また、学生がタイプを探索するのに迷いが生じている場合は、「ウィング」や「本能のヴァリエーション」など、迷っているポイントに当てはまりそうな情報をネタ的に提示し、タイプにはグラデーションがあることを理解してもらいながら進めました。2日目の夕方ごろには、タイプが確定しない学生のいらだちを感じる場面もありましたが、タイプ確定を目的としないこと、落ち着いて自分の内面や行動を観察することを根気よく伝え続けました。

講義後に書いてもらったアンケートの感想欄をひもとくと、学生たちは自己理解の深まりと、他者理解への関心を示してくれたことが伝わってきます。特に2日目までは、学生たちはタイプを決めることに意識が向いていましたが、3日目になるとタイプにとらわれずに自分の内面や行動の根拠を知ることの面白さに気づいてくれるようになっていました。最終的にタイプが判明しなくても、「自己理解のきっかけになった」「他者との違いがわかった」と、3日間で得られた新しい気づきを喜んでくれているように感じています。

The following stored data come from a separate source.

PR #852, opened 2024-05-22
Add host.id as a fallback for instance

dashpole:
This will prevent users from getting a blank `instance` label for GMP when running on GCE.

FYI @quentinmit @ridwanmsharif @jefferbrecht

### DIFF
--- a/exporter/collector/googlemanagedprometheus/monitoredresource_test.go
+++ b/exporter/collector/googlemanagedprometheus/monitoredresource_test.go
@@ -336,6 +336,26 @@ func TestMapToPrometheusTarget(t *testing.T) {
 				},
 			},
 		},
+		{
+			desc: "Attributes from GCE with instance ID override",
+			resourceLabels: map[string]string{
+				"cloud.platform":      "gcp_compute_engine",
+				"cloud.region":        "us-central1",
+				"service.name":        "service-name",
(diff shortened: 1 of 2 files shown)


exporter/collector/googlemanagedprometheus/monitoredresource_test.go
```diff
@@ -320,10 +320,10 @@ func TestMapToPrometheusTarget(t *testing.T) {
 		{
 			desc: "Attributes from GCE with environment label",
 			resourceLabels: map[string]string{
-				"cloud.platform":      "gcp_compute_engine",
-				"cloud.region":        "us-central1",
-				"service.name":        "service-name",
-				"service.instance.id": "1234759430923053489543203",
```
damemi, line 326: should we add a test for if `service.instance.id` and `host.id` are both set? Or is that not possible?

damemi (approved):

exporter/collector/googlemanagedprometheus/monitoredresource_test.go
dashpole: It is possible.  I can test for that

dashpole: added

Issue #841, opened 2024-04-26
Export Exponential Histogram to Managed Prometheus doesn't work due to unimplemented naming convertion


alexvanboxel:
The Google Managed Prometheus naming doesn't support the `pmetric.MetricTypeExponentialHistogram`; this makes the export of Exponential Histograms fail.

私のキャリア開発の授業はすべて、学生たちに「君たちはどう生きるか?」について考えてもらうことを基盤としています。エニアグラムを知ることは、自分の生き心地の良いポジションを知り、他者と協働しあうための智恵を得ること。これは、納得のいくキャリアを歩むのに欠かせない概念だと考えています。引き続き、大学の正規授業にエニアグラムを取り入れ、その叡智を備えた若者を一人でも多く社会に送り出したいと考えています。